====== Extracted data
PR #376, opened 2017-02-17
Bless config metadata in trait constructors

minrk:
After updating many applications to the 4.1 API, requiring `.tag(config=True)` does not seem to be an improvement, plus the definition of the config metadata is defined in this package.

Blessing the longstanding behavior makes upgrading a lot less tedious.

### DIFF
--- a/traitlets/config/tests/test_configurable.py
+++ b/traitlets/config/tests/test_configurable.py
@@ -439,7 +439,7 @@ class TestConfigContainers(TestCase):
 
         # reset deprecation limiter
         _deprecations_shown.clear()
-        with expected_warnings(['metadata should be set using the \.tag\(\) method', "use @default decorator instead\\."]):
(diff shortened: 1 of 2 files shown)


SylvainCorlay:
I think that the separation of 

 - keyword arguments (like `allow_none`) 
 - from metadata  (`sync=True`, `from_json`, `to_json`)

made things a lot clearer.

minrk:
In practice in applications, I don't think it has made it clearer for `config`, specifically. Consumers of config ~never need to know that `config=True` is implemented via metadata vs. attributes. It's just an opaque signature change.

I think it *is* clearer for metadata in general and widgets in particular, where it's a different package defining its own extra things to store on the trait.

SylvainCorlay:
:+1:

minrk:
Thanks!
============
====== Extracted data
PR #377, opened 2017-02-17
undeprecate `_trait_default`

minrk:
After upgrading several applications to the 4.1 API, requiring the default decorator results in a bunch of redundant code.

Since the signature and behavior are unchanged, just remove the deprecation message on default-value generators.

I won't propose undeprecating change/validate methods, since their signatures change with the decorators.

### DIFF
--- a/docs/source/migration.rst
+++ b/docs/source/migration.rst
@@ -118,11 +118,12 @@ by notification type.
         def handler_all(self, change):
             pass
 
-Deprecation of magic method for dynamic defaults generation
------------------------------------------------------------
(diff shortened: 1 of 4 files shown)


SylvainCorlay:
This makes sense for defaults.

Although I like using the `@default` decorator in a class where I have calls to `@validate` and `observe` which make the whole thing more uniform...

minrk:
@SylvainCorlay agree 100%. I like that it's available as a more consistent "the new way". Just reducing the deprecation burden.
============
====== Extracted data
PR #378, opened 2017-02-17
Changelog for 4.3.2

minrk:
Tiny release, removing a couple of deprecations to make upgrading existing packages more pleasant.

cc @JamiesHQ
============
Reproduce only the lines above spanning from the line containing "PR #376, opened 2017-02-17" through the line containing "In practice in", word for word.

Response for this exercise →
PR #376, opened 2017-02-17
Bless config metadata in trait constructors

minrk:
After updating many applications to the 4.1 API, requiring `.tag(config=True)` does not seem to be an improvement, plus the definition of the config metadata is defined in this package.

Blessing the longstanding behavior makes upgrading a lot less tedious.

### DIFF
--- a/traitlets/config/tests/test_configurable.py
+++ b/traitlets/config/tests/test_configurable.py
@@ -439,7 +439,7 @@ class TestConfigContainers(TestCase):
 
         # reset deprecation limiter
         _deprecations_shown.clear()
-        with expected_warnings(['metadata should be set using the \.tag\(\) method', "use @default decorator instead\\."]):
(diff shortened: 1 of 2 files shown)


SylvainCorlay:
I think that the separation of 

 - keyword arguments (like `allow_none`) 
 - from metadata  (`sync=True`, `from_json`, `to_json`)

made things a lot clearer.

minrk:
In practice in applications, I don't think it has made it clearer for `config`, specifically. Consumers of config ~never need to know that `config=True` is implemented via metadata vs. attributes. It's just an opaque signature change.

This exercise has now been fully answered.